Of the 10 million women who have died in pregnancy and childbirth since 1990, three-quarters of the deaths were preventable, primarily in Africa and South Asia. Millions of other women have been left with crippling injuries or illnesses as a result of poor care in childbirth. One of the most common birth-canal injuries, fistula, leaves many women so incontinent that they are ostracized by their families and villages.
For every woman who dies in childbirth or pregnancy, another 20 to 30 are left with illnesses and injuries that can be debilitating for life. And the consequences for the surviving children can be devastating. The children face a much higher risk of malnutrition, dropping out of school, or even death. Among infants who were born alive to mothers that died of maternal causes in Afghanistan, a study found that 74 per cent of the infants subsequently died too.
Even as economies improve, the deaths persist. India, with its booming economy, still suffers more than 135,000 maternal deaths every year. Despite the boom, India's government spends only 0.9 per cent of its gross domestic product on public-health services - one of the lowest percentages in the world. Its public-health clinics and hospitals are so under-equipped that they often refuse to admit pregnant women for fear they will die.
In the richest countries, too, there are pockets of high maternal deaths, revealing the patterns of poverty and inequality.
In the United States, for example, the maternal mortality rate among black women is 3.4 times higher than the rate for white women.
Many of the solutions are not expensive. A new study, released last month by the United Nations Population Fund and the Guttmacher Institute, estimates that 70 per cent of the world's maternal deaths - almost 400,000 lives - could be prevented if an additional $13-billion was spent annually on health care and family-planning services. The cost would be just a few dollars per capita. "It's not rocket science," the authors say. "What has taken so long?"
Most maternal deaths are caused by a brutally simple problem: a lack of health-care services. In the poorer countries of Africa and South Asia, the vast majority of women give birth at home, often lacking basic hygiene, because they cannot afford to travel to a hospital or clinic. Yet 15 per cent of these women suffer complications in labour, and usually there is nobody to help them. Millions of women with major complications get no treatment at all.
'It's almost like going into a killing field'
Even when hospitals and clinics exist, they are often so filthy and badly equipped that a pregnant woman stands a serious risk of dying from infection or bleeding. She enters the hospital and never returns.
In one regional hospital in Nigeria, a shocking 12 per cent of women are dying in childbirth. Many hospitals and clinics have no blood supplies, no antibiotics, and no running water. "It's almost like going into a killing field," says Sharmila Mhatre, a health specialist at the International Development Research Centre in Ottawa.
Afghanistan, where Canada has spent billions of dollars on foreign aid and military intervention, still remains one of the world's most dangerous places for women giving birth. About 25,000 women die from pregnancy-related complications in Afghanistan every year, and more than 90 per cent of deliveries take place at home, usually without any health attendants.
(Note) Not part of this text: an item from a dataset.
PR #1378, opened 2023-02-12
extend state of pybullet robot to include end effector orientation

### LINKED ISSUE #1377: extend state of `SingleArmPyBulletRobot` to include end effector orientation, not just position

The lifetime risk of maternal death in Afghanistan is one in eight - one of the worst rates in the world.
In five of India's poorest states, more than 90 per cent of primary health clinics do not have any blood-storage facilities - dooming women to death if they are bleeding heavily during labour complications - and more than 90 per cent cannot perform a Caesarian section.
"There's no way they can handle an emergency," says Jashodhara Dasgupta, co-ordinator of a women's health organization in India. "They don't want a death on their hands, so they keep turning women away, and they die on the road."
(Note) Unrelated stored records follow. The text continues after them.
PR #1381, opened 2023-02-13
`SandwichEnvClear`

amburger66:
Gives each ingredient obj and the board a "clear" feature so that all predicates can be learned with the assumption that they are a function of only their argument's states


tomsilver (approved):
LGTM

PR #1382, opened 2023-02-13
`PlayroomEnv` variant

amburger66:
another version of the simple playroom env where each block has a "clear" attribute so we can learn all predicates with the assumption that they are a function of only their argument's states


tomsilver (approved):
LGTM

PR #1386, opened 2023-02-17
refactor initialize pg3 into analogy base class and sme subclass

tomsilver:
to be merged after the other open PG3-related PRs


predicators/approaches/pg3_analogy_approach.py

In Ethiopia, the government has drastically boosted its training programs for doctors and health extension workers, yet it is still handicapped by the exodus of thousands of doctors and nurses, lured away by better-paying jobs in Canada, the United States and Europe.
"I wish we had a trained person in my village," says Getachew Mesaye, the farmer who carried his sister for six hours to the nearest town. "If we did, we wouldn't be forced to travel all this distance to Addis Ababa."
He was lucky: He was able to borrow the equivalent of a year's income from other villagers to pay for his sister's transport and medical costs. But the loan repayments will burden him for years.